(Extracted information)

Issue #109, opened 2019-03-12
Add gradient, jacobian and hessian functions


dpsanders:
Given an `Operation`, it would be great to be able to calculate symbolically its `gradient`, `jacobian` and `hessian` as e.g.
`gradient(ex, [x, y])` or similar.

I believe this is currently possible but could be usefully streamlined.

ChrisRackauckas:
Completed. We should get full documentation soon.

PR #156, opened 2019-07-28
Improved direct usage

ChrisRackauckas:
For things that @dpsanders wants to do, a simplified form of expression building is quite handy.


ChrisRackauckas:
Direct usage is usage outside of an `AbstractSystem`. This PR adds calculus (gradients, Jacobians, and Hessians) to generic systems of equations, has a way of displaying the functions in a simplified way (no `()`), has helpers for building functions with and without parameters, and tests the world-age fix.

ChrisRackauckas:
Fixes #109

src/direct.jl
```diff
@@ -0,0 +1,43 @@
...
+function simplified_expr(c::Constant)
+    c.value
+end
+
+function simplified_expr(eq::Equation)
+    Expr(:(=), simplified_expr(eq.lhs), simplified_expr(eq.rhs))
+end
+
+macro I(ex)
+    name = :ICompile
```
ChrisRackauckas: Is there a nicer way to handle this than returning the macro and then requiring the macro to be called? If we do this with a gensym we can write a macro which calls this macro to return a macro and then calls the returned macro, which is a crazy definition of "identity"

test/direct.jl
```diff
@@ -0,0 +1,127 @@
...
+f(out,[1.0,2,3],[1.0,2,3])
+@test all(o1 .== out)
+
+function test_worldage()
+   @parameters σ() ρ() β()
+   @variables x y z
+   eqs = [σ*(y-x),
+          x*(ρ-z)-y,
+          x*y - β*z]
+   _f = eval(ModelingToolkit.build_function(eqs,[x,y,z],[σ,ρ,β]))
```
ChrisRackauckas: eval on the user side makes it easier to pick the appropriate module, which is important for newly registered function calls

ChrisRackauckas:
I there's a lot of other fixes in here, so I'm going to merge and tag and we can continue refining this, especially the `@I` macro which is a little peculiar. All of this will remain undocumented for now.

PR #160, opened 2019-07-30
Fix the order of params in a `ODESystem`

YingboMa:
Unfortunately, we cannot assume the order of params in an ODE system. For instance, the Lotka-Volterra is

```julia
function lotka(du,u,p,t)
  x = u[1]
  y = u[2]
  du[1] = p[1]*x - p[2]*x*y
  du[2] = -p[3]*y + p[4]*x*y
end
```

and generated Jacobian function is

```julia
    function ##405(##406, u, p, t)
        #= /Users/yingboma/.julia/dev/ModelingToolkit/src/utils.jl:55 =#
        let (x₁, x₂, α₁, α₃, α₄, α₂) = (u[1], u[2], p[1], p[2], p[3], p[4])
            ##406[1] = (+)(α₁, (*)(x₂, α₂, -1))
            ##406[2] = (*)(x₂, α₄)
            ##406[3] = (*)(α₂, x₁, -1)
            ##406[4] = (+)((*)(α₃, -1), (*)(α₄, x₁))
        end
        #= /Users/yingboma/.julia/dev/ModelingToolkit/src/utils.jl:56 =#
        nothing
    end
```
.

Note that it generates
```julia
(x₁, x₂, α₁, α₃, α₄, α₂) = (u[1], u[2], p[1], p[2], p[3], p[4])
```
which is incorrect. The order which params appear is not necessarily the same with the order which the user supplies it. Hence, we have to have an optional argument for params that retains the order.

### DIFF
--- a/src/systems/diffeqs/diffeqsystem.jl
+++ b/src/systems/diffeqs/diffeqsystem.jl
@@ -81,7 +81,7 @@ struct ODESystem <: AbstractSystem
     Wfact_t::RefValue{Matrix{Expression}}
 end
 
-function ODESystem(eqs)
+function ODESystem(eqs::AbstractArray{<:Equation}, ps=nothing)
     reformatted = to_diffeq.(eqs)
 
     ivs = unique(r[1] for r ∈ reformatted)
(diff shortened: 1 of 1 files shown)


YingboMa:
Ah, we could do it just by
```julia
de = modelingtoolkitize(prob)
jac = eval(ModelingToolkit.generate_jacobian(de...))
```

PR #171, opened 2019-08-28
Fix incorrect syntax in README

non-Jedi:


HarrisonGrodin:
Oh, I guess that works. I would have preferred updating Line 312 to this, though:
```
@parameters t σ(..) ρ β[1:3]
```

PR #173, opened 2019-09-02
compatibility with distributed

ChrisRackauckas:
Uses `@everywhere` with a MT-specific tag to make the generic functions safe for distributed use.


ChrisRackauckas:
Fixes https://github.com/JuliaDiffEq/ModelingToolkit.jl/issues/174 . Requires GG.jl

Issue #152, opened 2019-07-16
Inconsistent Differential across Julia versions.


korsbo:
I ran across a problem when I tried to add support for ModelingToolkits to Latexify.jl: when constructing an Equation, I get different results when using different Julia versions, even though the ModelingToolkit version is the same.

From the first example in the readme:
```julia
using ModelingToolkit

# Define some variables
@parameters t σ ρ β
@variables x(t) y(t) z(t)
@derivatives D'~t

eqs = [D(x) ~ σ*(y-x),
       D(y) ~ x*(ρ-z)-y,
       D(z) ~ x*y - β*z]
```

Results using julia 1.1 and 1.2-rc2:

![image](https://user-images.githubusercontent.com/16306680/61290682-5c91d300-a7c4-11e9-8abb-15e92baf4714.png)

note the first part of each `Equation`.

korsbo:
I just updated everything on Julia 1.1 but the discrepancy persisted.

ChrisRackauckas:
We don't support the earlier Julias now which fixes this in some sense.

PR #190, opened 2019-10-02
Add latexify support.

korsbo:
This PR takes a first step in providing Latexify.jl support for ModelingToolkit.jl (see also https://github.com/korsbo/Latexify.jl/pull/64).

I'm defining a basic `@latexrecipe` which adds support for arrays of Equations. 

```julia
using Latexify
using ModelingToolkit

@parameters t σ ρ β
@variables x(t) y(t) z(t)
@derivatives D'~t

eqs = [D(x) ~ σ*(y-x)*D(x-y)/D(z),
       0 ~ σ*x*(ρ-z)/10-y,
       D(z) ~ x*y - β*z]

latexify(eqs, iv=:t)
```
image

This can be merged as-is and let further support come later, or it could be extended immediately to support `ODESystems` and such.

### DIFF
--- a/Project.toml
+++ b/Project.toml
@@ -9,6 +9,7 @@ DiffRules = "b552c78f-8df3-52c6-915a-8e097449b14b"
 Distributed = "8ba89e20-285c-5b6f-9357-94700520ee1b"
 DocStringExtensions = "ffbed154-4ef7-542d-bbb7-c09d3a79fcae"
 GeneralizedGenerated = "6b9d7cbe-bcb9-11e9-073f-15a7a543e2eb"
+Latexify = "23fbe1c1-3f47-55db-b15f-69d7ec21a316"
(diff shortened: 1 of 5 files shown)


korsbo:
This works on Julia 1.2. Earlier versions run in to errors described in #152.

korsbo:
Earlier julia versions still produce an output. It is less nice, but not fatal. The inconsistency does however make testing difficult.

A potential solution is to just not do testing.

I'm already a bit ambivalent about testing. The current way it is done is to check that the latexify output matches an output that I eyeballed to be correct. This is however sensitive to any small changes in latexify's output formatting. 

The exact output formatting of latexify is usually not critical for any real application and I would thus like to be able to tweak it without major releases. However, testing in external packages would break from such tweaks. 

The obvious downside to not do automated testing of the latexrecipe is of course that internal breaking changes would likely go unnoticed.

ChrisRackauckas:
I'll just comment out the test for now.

(End Extracted information)
(Extracted information)

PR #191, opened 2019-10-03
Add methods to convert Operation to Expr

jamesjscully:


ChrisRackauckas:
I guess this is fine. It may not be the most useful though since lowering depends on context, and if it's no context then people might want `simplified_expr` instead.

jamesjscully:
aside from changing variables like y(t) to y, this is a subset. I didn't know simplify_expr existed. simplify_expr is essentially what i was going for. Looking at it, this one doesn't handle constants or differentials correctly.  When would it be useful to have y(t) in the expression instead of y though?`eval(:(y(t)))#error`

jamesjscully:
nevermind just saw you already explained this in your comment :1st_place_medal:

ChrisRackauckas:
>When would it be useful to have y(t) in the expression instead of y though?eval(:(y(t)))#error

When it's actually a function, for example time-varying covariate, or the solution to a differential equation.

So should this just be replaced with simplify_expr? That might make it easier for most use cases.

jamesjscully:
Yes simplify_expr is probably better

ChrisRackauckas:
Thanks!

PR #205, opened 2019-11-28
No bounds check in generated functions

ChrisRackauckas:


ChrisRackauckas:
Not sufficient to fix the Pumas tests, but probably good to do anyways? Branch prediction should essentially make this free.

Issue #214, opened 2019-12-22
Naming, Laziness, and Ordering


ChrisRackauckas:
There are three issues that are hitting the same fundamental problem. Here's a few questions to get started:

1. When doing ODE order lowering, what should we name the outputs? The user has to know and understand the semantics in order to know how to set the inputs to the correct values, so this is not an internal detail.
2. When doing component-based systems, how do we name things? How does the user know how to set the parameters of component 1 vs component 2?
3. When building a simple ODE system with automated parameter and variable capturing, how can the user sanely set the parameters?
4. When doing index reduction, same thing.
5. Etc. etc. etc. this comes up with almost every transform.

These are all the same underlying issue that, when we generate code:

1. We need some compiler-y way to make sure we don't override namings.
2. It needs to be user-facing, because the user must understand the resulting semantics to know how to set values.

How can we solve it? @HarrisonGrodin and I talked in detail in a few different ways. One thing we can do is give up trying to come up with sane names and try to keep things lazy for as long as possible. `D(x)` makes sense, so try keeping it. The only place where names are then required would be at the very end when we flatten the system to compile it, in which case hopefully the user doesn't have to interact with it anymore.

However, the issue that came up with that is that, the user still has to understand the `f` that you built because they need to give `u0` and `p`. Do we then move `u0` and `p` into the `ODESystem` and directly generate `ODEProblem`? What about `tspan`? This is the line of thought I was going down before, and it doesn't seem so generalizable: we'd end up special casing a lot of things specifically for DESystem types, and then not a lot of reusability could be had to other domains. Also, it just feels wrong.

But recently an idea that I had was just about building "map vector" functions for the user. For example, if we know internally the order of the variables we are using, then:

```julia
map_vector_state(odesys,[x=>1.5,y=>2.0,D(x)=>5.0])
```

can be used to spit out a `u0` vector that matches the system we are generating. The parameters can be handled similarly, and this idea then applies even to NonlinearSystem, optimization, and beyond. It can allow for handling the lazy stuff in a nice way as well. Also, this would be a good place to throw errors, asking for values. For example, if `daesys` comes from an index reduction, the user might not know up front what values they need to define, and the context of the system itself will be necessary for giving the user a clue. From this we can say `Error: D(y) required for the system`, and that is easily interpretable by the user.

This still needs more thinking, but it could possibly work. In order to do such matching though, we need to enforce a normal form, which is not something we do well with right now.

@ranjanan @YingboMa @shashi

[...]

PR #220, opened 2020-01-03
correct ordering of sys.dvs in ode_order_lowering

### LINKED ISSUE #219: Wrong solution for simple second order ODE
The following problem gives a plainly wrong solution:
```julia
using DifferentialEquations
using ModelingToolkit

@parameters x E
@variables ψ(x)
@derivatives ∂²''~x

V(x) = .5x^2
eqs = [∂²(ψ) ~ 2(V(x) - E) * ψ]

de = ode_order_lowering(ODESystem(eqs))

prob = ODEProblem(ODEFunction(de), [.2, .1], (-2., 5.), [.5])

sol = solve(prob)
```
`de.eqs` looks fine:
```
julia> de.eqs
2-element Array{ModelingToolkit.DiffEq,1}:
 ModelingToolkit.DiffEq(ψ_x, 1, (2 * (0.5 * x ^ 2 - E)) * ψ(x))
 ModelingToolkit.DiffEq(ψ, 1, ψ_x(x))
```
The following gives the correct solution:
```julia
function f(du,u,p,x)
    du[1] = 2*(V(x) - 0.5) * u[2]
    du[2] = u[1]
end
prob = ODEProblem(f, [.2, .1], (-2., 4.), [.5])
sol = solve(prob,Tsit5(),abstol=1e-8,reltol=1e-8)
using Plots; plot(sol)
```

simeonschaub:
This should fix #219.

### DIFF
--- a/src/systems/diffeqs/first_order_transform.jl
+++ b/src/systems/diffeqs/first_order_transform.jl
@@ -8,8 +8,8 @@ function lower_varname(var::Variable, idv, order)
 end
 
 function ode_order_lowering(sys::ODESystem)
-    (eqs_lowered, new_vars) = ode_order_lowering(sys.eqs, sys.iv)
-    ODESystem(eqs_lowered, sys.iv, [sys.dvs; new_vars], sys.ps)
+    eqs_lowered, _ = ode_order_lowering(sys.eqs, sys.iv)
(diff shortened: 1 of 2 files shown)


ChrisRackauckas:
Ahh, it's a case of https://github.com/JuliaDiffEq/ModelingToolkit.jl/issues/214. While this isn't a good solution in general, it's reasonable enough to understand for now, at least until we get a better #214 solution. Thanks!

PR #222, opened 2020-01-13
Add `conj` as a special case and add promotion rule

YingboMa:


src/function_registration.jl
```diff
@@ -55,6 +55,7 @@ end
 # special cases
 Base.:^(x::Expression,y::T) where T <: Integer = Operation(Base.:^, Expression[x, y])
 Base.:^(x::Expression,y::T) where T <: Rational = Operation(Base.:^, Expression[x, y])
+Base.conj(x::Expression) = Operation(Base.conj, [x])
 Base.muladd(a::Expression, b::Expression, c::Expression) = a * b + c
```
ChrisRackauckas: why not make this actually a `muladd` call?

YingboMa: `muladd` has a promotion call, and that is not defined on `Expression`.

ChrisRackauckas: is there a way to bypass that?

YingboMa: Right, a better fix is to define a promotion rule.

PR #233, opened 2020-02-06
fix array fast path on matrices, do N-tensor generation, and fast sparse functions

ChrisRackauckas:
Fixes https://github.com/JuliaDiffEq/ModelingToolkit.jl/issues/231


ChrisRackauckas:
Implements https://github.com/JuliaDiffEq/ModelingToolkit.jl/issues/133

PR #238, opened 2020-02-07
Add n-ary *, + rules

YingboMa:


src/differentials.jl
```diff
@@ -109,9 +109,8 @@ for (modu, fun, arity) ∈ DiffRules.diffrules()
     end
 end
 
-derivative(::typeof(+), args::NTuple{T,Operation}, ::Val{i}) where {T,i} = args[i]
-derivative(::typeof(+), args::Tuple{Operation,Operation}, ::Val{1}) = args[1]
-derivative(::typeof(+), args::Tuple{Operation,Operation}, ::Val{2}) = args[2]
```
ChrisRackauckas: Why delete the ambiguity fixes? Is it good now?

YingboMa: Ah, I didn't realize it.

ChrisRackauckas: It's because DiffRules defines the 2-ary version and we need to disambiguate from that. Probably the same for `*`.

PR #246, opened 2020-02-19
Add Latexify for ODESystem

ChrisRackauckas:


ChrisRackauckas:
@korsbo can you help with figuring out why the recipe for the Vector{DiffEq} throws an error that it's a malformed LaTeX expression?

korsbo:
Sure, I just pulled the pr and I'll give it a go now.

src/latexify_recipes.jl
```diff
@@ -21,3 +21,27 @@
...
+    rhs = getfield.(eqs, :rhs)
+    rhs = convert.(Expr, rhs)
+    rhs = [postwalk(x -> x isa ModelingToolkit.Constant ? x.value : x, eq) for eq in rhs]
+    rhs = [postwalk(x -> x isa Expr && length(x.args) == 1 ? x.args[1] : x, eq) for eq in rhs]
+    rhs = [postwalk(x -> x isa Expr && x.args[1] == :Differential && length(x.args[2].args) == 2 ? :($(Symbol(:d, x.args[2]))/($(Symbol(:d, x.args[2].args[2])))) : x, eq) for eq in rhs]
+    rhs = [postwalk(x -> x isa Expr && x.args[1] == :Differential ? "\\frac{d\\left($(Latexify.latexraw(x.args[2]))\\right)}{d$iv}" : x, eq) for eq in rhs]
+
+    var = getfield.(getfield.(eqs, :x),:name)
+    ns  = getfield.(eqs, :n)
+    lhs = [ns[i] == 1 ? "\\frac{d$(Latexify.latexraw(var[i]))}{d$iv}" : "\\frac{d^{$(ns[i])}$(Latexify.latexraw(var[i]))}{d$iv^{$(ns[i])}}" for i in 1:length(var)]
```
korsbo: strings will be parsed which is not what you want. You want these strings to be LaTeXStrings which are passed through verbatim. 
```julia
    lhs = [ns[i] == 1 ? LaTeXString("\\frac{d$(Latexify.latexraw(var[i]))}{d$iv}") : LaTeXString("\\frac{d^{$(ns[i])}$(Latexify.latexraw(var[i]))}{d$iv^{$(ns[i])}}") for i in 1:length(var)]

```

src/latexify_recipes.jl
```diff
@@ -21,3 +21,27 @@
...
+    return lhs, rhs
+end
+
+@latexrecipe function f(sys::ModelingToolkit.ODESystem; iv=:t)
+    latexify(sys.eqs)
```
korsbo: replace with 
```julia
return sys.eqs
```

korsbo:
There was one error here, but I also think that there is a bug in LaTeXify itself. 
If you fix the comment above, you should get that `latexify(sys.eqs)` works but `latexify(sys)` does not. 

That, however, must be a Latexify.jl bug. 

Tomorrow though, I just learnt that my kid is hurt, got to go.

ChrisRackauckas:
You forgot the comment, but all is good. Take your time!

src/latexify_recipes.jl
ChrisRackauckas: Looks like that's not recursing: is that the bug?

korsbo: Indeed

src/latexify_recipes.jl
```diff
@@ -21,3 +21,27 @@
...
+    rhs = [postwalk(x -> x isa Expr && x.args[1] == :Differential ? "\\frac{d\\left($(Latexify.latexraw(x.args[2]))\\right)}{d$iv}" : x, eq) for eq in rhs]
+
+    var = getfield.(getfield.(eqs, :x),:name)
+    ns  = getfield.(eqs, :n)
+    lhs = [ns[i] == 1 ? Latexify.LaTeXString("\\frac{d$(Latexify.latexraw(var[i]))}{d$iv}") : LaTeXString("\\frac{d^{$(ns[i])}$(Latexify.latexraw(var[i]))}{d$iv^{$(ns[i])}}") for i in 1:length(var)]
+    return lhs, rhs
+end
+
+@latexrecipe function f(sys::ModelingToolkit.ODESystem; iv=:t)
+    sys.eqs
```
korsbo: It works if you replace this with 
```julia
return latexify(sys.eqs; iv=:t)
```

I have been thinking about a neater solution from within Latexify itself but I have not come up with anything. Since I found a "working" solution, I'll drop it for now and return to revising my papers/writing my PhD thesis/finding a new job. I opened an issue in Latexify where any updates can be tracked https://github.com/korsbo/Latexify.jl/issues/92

(End Extracted information)

- Exercise objective: Where the word "dpsanders" shows up in a line of the records above, count that line; then give the count by itself.

- Output of the task: 2